Stored data:
= Beginning of Section =
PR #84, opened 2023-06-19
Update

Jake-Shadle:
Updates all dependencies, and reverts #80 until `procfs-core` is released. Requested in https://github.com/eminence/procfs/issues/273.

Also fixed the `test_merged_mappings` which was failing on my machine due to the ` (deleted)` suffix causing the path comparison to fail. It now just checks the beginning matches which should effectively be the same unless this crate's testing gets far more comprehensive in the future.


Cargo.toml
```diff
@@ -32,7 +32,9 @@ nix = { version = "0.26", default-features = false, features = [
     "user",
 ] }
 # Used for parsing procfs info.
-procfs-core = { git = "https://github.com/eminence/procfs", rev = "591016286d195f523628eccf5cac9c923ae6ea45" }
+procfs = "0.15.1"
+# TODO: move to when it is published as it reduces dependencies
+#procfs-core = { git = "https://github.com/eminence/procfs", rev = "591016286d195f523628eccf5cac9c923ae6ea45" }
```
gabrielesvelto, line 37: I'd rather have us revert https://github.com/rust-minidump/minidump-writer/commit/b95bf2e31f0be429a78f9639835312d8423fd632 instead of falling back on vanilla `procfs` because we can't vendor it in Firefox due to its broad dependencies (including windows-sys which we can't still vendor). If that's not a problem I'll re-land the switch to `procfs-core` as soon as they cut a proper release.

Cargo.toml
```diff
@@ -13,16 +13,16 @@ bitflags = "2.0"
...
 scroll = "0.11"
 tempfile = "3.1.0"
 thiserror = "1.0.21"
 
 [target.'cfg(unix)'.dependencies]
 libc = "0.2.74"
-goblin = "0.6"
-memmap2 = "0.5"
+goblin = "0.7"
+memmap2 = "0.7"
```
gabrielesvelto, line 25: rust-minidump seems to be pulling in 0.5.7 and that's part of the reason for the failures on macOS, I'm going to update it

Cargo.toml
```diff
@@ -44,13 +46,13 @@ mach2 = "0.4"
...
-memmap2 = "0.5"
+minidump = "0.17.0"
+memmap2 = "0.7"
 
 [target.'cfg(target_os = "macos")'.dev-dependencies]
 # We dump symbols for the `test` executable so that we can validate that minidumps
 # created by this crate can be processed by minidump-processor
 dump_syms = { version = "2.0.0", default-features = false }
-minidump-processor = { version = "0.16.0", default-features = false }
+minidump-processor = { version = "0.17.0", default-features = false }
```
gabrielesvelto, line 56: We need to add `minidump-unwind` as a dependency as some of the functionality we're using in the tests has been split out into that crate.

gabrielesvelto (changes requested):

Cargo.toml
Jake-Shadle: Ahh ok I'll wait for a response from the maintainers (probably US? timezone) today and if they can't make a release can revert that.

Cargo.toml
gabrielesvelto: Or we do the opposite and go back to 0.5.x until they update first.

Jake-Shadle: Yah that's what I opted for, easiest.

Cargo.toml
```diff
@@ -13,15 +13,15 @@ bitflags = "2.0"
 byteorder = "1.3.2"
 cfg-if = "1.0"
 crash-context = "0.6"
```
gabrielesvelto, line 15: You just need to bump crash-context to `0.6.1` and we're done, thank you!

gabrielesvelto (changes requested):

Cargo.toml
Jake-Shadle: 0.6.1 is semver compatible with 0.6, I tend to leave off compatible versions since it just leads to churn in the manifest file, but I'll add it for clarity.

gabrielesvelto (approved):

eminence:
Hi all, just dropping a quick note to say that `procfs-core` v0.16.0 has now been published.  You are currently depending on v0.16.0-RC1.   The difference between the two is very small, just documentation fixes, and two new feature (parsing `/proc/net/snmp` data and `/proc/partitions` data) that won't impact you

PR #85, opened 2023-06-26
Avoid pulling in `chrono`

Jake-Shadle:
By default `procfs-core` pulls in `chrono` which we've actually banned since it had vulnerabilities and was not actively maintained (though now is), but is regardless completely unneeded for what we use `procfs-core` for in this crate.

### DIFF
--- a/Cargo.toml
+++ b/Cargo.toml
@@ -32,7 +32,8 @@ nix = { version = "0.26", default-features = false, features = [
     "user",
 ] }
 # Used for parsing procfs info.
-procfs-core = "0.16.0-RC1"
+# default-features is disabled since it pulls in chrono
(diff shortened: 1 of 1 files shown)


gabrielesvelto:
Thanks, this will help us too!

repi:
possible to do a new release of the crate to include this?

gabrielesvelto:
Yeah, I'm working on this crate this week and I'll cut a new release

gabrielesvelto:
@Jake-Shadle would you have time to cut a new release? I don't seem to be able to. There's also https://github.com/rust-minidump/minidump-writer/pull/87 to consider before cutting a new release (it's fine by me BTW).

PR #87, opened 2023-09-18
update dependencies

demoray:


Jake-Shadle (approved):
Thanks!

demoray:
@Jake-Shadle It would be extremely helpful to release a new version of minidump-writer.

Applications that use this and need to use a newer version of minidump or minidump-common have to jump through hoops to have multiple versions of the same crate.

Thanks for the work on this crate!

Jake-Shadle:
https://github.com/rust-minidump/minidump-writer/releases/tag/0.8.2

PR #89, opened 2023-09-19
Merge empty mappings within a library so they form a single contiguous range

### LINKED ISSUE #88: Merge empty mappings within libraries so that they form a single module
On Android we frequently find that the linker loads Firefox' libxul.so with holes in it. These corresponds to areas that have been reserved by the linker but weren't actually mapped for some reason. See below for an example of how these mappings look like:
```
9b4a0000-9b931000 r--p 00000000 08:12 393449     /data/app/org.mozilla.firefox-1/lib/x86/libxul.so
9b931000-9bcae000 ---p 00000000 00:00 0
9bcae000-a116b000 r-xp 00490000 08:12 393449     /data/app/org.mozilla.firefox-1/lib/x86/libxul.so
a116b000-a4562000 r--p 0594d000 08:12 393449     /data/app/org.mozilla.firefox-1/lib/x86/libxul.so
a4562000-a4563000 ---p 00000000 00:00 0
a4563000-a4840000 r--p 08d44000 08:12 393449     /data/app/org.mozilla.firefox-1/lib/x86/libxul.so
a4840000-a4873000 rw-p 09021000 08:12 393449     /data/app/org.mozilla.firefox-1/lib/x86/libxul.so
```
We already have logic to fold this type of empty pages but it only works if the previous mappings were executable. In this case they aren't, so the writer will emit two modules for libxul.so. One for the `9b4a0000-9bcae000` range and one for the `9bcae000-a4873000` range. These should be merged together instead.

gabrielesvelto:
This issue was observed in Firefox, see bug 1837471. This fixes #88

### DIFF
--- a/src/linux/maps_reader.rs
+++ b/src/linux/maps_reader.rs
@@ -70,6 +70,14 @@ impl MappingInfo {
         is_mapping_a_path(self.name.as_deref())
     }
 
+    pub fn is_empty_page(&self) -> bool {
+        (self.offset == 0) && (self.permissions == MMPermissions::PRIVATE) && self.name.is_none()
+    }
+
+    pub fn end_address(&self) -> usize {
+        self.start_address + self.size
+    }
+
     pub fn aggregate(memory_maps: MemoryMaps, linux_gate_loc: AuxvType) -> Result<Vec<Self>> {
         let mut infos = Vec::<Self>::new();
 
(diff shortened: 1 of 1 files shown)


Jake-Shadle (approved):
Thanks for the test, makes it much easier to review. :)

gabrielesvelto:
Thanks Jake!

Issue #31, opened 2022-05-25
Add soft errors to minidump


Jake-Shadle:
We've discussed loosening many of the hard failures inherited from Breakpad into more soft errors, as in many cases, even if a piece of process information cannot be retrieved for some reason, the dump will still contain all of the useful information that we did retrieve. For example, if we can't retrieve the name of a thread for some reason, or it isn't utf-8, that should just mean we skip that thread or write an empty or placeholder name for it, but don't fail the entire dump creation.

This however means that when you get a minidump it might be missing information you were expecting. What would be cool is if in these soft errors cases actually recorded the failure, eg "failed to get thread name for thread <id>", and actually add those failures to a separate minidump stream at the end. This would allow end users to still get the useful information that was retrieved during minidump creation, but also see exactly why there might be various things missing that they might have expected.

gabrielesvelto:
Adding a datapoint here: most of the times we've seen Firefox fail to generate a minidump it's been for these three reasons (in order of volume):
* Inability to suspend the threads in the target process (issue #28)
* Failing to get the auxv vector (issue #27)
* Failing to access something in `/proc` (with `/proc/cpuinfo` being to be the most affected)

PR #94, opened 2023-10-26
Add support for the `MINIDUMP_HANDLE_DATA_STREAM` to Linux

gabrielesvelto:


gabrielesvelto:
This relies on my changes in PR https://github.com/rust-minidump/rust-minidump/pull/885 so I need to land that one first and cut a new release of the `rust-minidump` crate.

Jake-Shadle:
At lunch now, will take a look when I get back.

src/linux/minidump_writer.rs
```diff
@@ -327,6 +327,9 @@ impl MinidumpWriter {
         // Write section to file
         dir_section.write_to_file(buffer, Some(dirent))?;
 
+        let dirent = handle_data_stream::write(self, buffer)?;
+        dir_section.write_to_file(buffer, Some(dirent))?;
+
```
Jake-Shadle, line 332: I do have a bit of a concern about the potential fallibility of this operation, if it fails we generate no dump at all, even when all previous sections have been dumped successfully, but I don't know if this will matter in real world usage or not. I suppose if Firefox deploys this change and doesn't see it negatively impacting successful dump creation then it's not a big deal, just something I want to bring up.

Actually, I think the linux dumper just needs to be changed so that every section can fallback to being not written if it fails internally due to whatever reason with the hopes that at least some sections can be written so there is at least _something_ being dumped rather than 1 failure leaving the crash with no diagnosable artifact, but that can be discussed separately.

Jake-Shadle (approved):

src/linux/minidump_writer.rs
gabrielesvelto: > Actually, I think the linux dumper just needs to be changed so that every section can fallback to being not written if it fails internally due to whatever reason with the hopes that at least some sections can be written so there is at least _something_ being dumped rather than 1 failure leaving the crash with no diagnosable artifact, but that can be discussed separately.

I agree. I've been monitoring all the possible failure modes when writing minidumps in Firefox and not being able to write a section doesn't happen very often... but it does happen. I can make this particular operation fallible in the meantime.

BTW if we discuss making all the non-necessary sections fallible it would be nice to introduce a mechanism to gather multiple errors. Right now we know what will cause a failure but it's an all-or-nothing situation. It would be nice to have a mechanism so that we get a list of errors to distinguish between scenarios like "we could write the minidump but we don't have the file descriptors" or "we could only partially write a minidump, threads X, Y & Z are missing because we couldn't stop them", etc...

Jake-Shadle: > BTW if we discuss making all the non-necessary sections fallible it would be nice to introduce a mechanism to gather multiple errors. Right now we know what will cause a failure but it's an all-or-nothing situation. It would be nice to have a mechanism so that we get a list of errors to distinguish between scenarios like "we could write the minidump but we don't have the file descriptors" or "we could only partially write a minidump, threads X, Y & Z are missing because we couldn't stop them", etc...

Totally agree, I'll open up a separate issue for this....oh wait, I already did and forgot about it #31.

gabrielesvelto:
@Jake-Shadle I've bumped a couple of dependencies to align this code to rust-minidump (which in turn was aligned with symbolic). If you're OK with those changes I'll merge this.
= End of Section =
== What is needed ==
From the records above, extract exactly and only the lines that begin at the line with "Adding a datapoint" and stop after the line with "PR #94, opened 2023-10-26".

== Result below ==
Adding a datapoint here: most of the times we've seen Firefox fail to generate a minidump it's been for these three reasons (in order of volume):
* Inability to suspend the threads in the target process (issue #28)
* Failing to get the auxv vector (issue #27)
* Failing to access something in `/proc` (with `/proc/cpuinfo` being to be the most affected)

PR #94, opened 2023-10-26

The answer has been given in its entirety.